This verse is not Gurbani; meaning it is not from the Sri Guru Granth Sahib ji but that does not automatically mean we disregard it. But it does mean that we interpret it (and everything else that is not Gurbani) on the kasvatee (benchmark) of Gurbani, on the basis of Sri Guru Granth Sahib ji. If it is in line with the teaching in Sri Guru Granth Sahib ji we accept it.
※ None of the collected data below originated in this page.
PR #49, opened 2016-06-10
Start bond after add_diagnostics service is available

safrimus:
Right now, it is possible for `diagnostic_aggregator` to not add analyzers from a `add_analyzer` node in some cases even though all nodes are up and running.

Bond has a connection timeout duration and so if the `diag_agg` node launches `<connection_timeout>` secs after the `add_analyzer` node has been launched (or vice versa), the analyzers from `add_analyzers` are not added as the bond is considered broken.

If we start bond after the `/diagnostics_agg/add_diagnostics` service is available, we know for sure that the `diag_agg` node has been launched.

### DIFF
--- a/diagnostic_aggregator/scripts/add_analyzers
+++ b/diagnostic_aggregator/scripts/add_analyzers
@@ -44,10 +44,10 @@ class AddAnalyzers:
                 rosparam.upload_params(ns, params)
 
         self.bond = bondpy.Bond("/diagnostics_agg/bond", namespace)
-        self.bond.start()
 
         try:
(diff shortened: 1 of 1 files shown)


heuristicus:
Thanks for this. Something I overlooked during testing (no doubt there are other things as well).

mikepurvis:
@trainman419 We've bloomed this internally from a fork, as it's a critical fix for us, but we're interested in getting it merged so that we can be back on upstream for this repo.

trainman419:
Released into Indigo, Jade and Kinetic:
- https://github.com/ros/rosdistro/pull/11832
- https://github.com/ros/rosdistro/pull/11833
- https://github.com/ros/rosdistro/pull/11834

If it is not in line we reject it. 


If the question is which is primary and paramount, then the position of Rehat Pyari Mujhko Sikh Pyara Nahey suggests that it is the outward rehat(code of conduct) that is paramount. And that the Sikh will be sacrificed on account of what is lacking on the exterior.  But the position of Sri Guru Granth Sahib ji is that what is within is more important than what is on the outside and that Guru ji would stand by any Sikh who has Sikhi within. 


So the choices we have regarding accepting Sikh Pyara Nahey are two:

A)reject the quote as not being in accordance to Sri Guru Granth Sahib ji or 

B)reject the Sri Guru Granth Sahib ji and look for other corrobrating sources outside the Sri Guru Granth Sahib ji. 


There is of course a third choice of twisting till the bones break. This involves trickery in re-defining rehat and giving "new" definitions to the word Sikh.  But this is best left to the Henchmen and the Harry Potters. 


Which would a Sikh who gives primacy and supremacy to the Sri Guru Granth Sahib ji in the real, absolute and complete sense choose? Yes, he will opt for choice (A). Why? Let’s look at two Gurbani verses.


SGGS p 1299 (Rag Kaanra M: 5)

ਨਾਕੋਬੈਰੀਨਹੀਬਿਗਾਨਾਸਗਲਸੰਗਿਹਮਕਉਬਨਿਆਈ॥੧॥

Naa Ko Bairee Nehee Bigaanaa Sagal Sang Ham Ko Ban Aaee ||1||

No one is my enemy, and no one is a stranger.

I get along with everyone. ||1||



SGGS p 1349 (Rag Parbhati Bhagat Kabir)

ਏਕਨੂਰਤੇਸਭੁਜਗੁਉਪਜਿਆਕਉਨਭਲੇਕੋਮੰਦੇ॥੧॥

Eaek Noor Thae Sabh Jag Oupajiaa Koun Bhalae Ko Mandhae ||1||

From the One Light, the entire universe welled up.

Who is good, and who is bad? ||1||


Verses like these in Sri Guru Granth Sahib ji explain it all -- that our Guru ji is all embracing. All are equal in his eyes.  Our own deeds and Sikhi values define whether we are a "Pyara Sikh" or not. Hence Rehat should really refer to the teachings of Sri Guru Granth Sahib ji and adopting it in our lives, “Gurbani suno, Gurbani paro, Gurbani bano.”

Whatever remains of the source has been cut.